> _What you need to do_
In the listing below, find the line holding "3. Starts a" and the line holding "to enable IAM". Write out those two lines and all lines between, exactly, and nothing more.
== Segment start ==
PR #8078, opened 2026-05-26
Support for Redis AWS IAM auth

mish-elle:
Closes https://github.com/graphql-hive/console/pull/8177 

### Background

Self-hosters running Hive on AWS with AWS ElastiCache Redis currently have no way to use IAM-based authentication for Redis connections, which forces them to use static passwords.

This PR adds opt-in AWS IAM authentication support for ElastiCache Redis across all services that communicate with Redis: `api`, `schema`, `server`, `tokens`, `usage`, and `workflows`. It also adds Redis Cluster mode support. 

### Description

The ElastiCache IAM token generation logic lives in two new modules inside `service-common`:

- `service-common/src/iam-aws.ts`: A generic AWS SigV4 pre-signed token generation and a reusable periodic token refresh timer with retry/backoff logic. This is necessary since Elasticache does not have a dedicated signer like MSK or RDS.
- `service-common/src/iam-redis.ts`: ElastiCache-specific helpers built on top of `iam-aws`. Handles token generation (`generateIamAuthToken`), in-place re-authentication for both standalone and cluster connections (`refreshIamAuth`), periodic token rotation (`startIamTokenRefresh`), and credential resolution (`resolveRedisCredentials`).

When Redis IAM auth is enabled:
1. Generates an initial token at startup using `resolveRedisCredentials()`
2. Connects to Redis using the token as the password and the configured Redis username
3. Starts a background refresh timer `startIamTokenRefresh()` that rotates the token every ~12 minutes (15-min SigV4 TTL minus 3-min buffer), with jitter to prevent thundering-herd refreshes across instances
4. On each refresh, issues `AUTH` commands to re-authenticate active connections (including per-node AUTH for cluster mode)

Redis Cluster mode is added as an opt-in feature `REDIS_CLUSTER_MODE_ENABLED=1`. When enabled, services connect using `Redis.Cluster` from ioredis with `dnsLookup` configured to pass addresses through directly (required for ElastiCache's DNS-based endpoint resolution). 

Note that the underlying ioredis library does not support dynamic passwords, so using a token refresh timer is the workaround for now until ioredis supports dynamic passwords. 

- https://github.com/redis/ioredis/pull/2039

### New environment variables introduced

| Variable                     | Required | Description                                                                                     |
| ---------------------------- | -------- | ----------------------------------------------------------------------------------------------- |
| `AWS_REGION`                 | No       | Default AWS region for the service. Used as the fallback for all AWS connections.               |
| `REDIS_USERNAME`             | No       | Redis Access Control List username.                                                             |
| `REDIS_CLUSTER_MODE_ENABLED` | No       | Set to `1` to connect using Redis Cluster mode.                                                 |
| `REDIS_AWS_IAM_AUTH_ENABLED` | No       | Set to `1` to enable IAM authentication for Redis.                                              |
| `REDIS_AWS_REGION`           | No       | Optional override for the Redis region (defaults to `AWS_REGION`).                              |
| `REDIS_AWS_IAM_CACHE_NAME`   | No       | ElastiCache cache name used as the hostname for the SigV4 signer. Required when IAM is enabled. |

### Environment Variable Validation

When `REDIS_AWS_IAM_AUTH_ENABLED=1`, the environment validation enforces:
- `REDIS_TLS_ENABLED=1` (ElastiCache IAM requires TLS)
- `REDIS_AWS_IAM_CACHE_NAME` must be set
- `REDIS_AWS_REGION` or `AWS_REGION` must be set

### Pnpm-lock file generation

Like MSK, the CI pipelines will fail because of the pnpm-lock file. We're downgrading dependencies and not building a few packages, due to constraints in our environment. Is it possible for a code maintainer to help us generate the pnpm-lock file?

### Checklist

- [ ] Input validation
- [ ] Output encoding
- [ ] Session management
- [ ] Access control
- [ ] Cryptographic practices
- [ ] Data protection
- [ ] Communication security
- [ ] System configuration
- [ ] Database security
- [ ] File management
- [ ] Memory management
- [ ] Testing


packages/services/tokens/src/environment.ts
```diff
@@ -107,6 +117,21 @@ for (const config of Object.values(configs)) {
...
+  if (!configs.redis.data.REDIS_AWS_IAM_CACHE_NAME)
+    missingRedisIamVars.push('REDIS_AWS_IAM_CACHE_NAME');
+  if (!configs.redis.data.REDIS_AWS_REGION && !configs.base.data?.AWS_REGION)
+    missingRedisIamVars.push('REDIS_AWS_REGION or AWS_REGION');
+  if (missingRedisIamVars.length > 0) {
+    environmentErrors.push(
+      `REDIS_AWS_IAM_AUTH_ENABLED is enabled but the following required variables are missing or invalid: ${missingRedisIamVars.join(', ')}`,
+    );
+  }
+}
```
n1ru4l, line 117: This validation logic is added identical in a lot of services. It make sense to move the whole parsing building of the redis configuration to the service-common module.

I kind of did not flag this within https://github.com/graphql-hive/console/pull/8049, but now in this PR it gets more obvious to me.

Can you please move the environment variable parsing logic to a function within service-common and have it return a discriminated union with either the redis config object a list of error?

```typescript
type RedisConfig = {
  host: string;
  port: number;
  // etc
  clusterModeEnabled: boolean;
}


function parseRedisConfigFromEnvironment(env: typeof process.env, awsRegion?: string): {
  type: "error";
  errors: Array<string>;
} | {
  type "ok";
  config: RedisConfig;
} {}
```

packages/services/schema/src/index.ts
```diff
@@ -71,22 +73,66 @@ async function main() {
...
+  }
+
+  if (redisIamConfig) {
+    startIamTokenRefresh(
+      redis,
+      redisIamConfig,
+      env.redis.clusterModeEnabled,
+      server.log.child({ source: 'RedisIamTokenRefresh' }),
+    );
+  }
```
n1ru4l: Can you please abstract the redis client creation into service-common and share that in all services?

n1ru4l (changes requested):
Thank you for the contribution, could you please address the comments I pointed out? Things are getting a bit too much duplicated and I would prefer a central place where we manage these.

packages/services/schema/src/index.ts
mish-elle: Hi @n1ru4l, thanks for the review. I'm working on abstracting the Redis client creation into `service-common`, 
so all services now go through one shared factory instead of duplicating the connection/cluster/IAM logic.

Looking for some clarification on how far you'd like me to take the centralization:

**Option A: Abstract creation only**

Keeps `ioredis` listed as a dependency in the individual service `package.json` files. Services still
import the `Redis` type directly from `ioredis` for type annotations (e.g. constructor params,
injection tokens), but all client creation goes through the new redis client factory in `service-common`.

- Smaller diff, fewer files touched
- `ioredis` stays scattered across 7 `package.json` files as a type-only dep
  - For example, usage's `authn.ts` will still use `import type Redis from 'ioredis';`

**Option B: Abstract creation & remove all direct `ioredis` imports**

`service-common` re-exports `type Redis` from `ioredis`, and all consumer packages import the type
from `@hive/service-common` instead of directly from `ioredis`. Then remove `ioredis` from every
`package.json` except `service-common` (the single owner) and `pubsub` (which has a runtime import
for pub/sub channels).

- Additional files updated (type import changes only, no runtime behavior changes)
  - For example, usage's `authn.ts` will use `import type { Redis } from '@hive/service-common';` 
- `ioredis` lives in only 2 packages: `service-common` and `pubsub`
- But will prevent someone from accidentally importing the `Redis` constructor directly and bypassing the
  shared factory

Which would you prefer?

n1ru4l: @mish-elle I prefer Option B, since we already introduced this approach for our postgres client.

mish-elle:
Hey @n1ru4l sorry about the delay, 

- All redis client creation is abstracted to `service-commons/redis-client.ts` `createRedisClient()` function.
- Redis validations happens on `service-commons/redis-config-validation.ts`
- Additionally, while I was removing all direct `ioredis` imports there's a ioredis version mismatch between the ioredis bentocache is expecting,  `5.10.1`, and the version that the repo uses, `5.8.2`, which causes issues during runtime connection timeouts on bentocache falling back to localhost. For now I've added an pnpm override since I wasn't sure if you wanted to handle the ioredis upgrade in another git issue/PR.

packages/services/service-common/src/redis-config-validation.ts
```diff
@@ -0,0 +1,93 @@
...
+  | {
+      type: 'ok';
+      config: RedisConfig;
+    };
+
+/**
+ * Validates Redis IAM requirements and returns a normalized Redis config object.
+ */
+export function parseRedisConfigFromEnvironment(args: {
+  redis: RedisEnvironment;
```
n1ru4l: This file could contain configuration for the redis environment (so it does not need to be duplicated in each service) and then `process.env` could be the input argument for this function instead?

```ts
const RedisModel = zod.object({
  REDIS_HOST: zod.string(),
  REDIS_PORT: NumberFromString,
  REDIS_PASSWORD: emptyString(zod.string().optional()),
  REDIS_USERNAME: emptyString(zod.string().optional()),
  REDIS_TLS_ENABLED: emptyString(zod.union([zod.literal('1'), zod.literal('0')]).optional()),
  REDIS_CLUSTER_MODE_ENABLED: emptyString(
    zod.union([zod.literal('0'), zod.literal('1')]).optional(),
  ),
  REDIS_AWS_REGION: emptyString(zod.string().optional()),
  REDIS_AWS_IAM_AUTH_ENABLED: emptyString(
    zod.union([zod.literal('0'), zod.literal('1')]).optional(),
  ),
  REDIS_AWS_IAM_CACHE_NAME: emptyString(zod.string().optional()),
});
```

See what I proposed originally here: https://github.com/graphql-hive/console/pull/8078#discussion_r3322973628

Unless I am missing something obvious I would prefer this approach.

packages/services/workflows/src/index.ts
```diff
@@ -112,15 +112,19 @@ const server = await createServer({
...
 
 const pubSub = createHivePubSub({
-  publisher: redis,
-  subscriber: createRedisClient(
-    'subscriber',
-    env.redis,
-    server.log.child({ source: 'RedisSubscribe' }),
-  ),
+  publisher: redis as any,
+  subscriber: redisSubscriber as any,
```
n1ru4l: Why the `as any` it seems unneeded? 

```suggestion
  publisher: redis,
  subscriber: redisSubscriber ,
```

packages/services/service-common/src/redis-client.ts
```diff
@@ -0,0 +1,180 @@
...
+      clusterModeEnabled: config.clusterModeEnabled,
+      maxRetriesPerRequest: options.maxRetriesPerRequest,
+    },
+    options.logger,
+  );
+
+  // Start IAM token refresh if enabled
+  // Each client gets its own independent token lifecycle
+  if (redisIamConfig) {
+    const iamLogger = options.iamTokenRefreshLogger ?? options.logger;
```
== Segment end ==
> _Reply_
3. Starts a background refresh timer `startIamTokenRefresh()` that rotates the token every ~12 minutes (15-min SigV4 TTL minus 3-min buffer), with jitter to prevent thundering-herd refreshes across instances
4. On each refresh, issues `AUTH` commands to re-authenticate active connections (including per-node AUTH for cluster mode)

Redis Cluster mode is added as an opt-in feature `REDIS_CLUSTER_MODE_ENABLED=1`. When enabled, services connect using `Redis.Cluster` from ioredis with `dnsLookup` configured to pass addresses through directly (required for ElastiCache's DNS-based endpoint resolution). 

Note that the underlying ioredis library does not support dynamic passwords, so using a token refresh timer is the workaround for now until ioredis supports dynamic passwords. 

- https://github.com/redis/ioredis/pull/2039

### New environment variables introduced

| Variable                     | Required | Description                                                                                     |
| ---------------------------- | -------- | ----------------------------------------------------------------------------------------------- |
| `AWS_REGION`                 | No       | Default AWS region for the service. Used as the fallback for all AWS connections.               |
| `REDIS_USERNAME`             | No       | Redis Access Control List username.                                                             |
| `REDIS_CLUSTER_MODE_ENABLED` | No       | Set to `1` to connect using Redis Cluster mode.                                                 |
| `REDIS_AWS_IAM_AUTH_ENABLED` | No       | Set to `1` to enable IAM authentication for Redis.                                              |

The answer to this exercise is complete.